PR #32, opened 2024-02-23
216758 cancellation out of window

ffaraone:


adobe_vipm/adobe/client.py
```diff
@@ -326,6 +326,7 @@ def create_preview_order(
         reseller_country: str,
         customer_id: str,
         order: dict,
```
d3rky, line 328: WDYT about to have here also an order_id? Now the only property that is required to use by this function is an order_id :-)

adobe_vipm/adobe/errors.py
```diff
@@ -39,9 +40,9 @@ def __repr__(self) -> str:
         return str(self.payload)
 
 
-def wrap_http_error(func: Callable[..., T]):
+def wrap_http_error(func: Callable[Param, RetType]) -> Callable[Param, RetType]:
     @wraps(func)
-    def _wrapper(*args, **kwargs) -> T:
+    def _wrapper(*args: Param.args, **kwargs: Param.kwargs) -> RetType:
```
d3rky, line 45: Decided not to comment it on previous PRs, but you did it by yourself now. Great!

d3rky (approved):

◆ ◆ ◆ ◆

### Assignment
State how many lines of the entries contain the word "adobe". Nothing besides the number belongs in the reply.

### Task solution
2